I am a little more annoyed that one of UE’s more interesting features has been cut to make room for Alexa. Unlike UE’s non-smart speakers, the Blast doesn’t support “Party Up”. Party Up let you pair multiple speakers via Bluetooth. I can’t see any true audiophile viewing speakers with this feature as a true multi-room solution, but Party Up is great for house parties, and its absence here is a little disappointing.
UE Blast performance — Ear-splittingly loud sound but also more refined than previous UE speakers
If you’ve been experienced an Ultimate Ears product before, you’ll be aware of it’s most eardrum-splittingly loud, 360-degree audio. Every UE speaker I’ve tested since the original Boom has been louder than its dimensions suggest, which is a great considering their focus on party and outdoor environments. The Blast continues this trend and is one of the best-sounding, small-form-factor smart speakers I’ve tested.
And again to compare it to the Boom 2, the Blast has a slightly tweaked internal speaker setup. Specifically, the Blast features two 35mm active drivers and two 81mm x 39mm passive radiators; compared to the Boom 2’s two 45mm active drivers and two 80mm x 45mm passive radiators.
Testing the two side-by-side, I couldn’t detect much difference between the two’s max volumes. However, this is mainly because on reaching 70%, I was already into ‘annoying the neighbours’ territory.
Audio quality does feel a little more refined here than UE’s previous offerings. Highs and trebles aren’t as ably handled as the competing Bose SoundLink Revolve 360 speaker, but they’re a clear-cut above the Amazon Echo, or Google Home.
Listening to post-rock, the reverb-heavy guitars displayed a pleasing twinkle and were wonderfully detached from the rumbling base and mid-heavy drums. Jazz piano sounded suitably sparkly, and in general the Blast dealt with more complex arrangements surprisingly well.
The speaker also remained distortion-free at volumes the Boom 2 began to struggle at. Blasting out mid and high heavy punk music, the guitars and drums retained their bite and dynamism without sibilance creeping in.
The low end is a little fat and warbly on more bass-heavy genres, but is fine and a little more forceful than that of the Bose Revolve – which at times can sound a little lean.

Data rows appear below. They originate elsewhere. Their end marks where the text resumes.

PR #325, opened 2024-01-22
Fix Sourcegraph actions (search selection, open selection, etc)

mkondratek:
Fixes https://github.com/sourcegraph/jetbrains/issues/252.
Fixes https://github.com/sourcegraph/jetbrains/issues/162.
Fixes https://github.com/sourcegraph/jetbrains/issues/324.

## Test plan
- [x] test Sourcegraph actions with Cody **enabled**
- [x] test Sourcegraph actions with Cody **disabled**

PR #2257, opened 2024-09-09
Use Agent for parsing Git repo names (CODY-3132)

jamesmcnamara:
[CODY-3132](https://linear.app/sourcegraph/issue/CODY-3132/codys-convertgitcloneurltocodebasename-isnt-able-to-parse-some-git)

There was a duplication of effort around the convertGitURLToCodebaseName as it was implemented in the agent and here. There was even already an agent method for this, but it was unused. Thus when fixing the above on the agent side, I thought it made sense to switch it here. 
  
## Test plan
I'm not sure the best way to test this, so input would be appreciated! Do we have tests for agent integration?


src/main/java/com/sourcegraph/vcs/RepoUtil.java
```diff
@@ -128,7 +132,25 @@ private static String doReplacements(
 
     if (vcsType == VCSType.GIT && repository != null) {
       String cloneURL = GitUtil.getRemoteRepoUrl((GitRepository) repository, project);
-      return convertGitCloneURLToCodebaseNameOrError(cloneURL).getValue();
+      AtomicReference<String> repoURl = new AtomicReference<>();
```
dominiccooney: This isn't right. `withAgent` runs the callback on a separate thread, so you will often--but not always--have null in `repoURl`.

You need to:

- Make `getRemoteRepoUrl` return a CompletableFuture<String?>
- Convert the callers to handle an asynchronous result. This may take care and attention to not block EDT, not starve a threadpool, ensure that if you started on EDT you continue on EDT if the caller requires EDT, etc.
- Convert the method body to handle the asynchronous result: Create the future, run the code with Agent, complete the result in the callback.

By the way, let's pay attention to details like `repoURL` or `repoUrl` but not `repoURl`

src/main/java/com/sourcegraph/vcs/ConvertUtil.kt
```diff
@@ -1,50 +0,0 @@
...
-    return CodebaseName("$host/$owner/${repo.replace(".git$".toRegex(), "")}")
-  }
-
-  var uri = URI(cloneURL)
-  if (uri.scheme == null) {
-    uri = URI("http://$cloneURL")
-  }
-
-  // Handle Azure DevOps URLs
-  if (uri.host?.contains("dev.azure") == true && !uri.path.isNullOrEmpty()) {
```
dominiccooney, line 23: Are all of these cases handled in unit tests on the Agent side?

dominiccooney (changes requested):
Good intuition to de-dup something. In particular, the Kotlin version of this function doesn't handle server-side repo renaming.

Unfortunately the implementation doesn't look right--see the comment inline for the approach we need here.

src/main/java/com/sourcegraph/vcs/ConvertUtil.kt
jamesmcnamara: Yes [in this file](https://github.com/sourcegraph/cody/blob/fb5f4c66c21ec0057ae02a6602a0bca9b483289b/lib/shared/src/utils.test.ts). In fact it looks like the tests here were carbon copied from there.

src/main/java/com/sourcegraph/vcs/RepoUtil.java
jamesmcnamara: Ah for some reason I thought it was blocking. I've updated it in [this commit](https://github.com/sourcegraph/jetbrains/pull/2257/commits/a40f65eb9dcedeb28addc9f3b2e3cdbe1ca1ba9a?diff=split&w=0). Do you know if there are any unit tests of agent integration? Would this be a good use case for an integration test?

pkukielka:
This function was in agent long time ago, and was copied to jetbrains because it turned out to be problematic.
In particular I think it was used in paths where agent was not started yet and we didn't want to start it yet.
I do not know if it's still true.

Also actions like `OpenRevisionAction` were now working even with Cody disabled, which won't be the case after this change. 
So it at least requires careful testing and consideration.

jamesmcnamara:
@pkukielka @dominiccooney agreed on the testing required. Do either of you have a suggestion of how to test this? Do we have any tests for agent communication? Should this be an integration test?

pkukielka:
@jamesmcnamara
https://github.com/sourcegraph/jetbrains/pull/2442

I removed part of the code which was not needed and fixed the duplicated code.
I know it's not ideal, but not this method is used only to generate sourcegraph links, and this functionality is supposed to work even if cody is disabled, so we cannot use agent for it.

mkondratek (commented):
image

https://github.com/sourcegraph/jetbrains/pull/325

The option - `Enable Cody` - decides whether the agent runs or not. 
Users can have `Enable Cody` turned off and still want to use Sourcegraph Actions.

image

pkukielka:
Closing this as:
* we fixed this on the JetBrains side
* it would be causing part of our features to not work properly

All-in-all, the Blast’s sound quality is a cut above the Amazon Echo, and more than good enough for non-audiophiles on the hunt for a Bluetooth smart speaker for casual listening.
Battery life is also solid. Though I never got the full quoted 12 hours – though I was playing the Blast at high volumes – it consistently lasted a full working day off a single charge.
Why buy the UE Blast?
If you’re in the market for a rugged smart speaker then the Blast is one of the best options available.
It offers significantly better audio than the Amazon Echo, and even comes close to matching the Bose SoundLink Revolve. Add its close-to-indestructible design and insane maximum volume levels, and the Blast easily earns its place as a speaker.
The downside is that it only supports Alexa, which is annoying for those embedded in Google or Apple’s ecosystems.
The UE Blast with Alexa is the one of the best portable Bluetooth speakers with Alexa money can buy.